───── MATERIAL FOR THE TASK

Issue #997, opened 2017-01-05
Long env path names cause weird errors after activiting virtual environment


HaraldNordgren:
After creating a virtualenv in the path

`/home/harald/git-repos/sandbox/stackoverflow/41454203-how-do-you-import-the-library-being-tested-when-running-a-nosetest/env`

I could not run the env's pip,

```
nosetest/env$ ./bin/pip
bash: ./bin/pip: /home/harald/git-repos/sandbox/stackoverflow/41454203-how-do-you-import-the-l: bad interpreter: Permission denied
```

and running just pip gives me the system's pip, with all of its packages.

yan12125:
Not virtualenv's fault. Shebangs have length limits, see http://www.in-ulm.de/~mascheck/various/shebang/.

This is basically a duplicate of #994 - virtualenv are broken with fragile kernel shebang parsing.

HaraldNordgren:
Where is the shebang written to file?

And is there maybe some workaround we could employ to make virtual environments more sturdy?

yan12125:
> Where is the shebang written to file?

──────────

Copy out, from the records above, every line that holds the string "could".

I could not run the env's pip,
And is there maybe some workaround we could employ to make virtual environments more sturdy?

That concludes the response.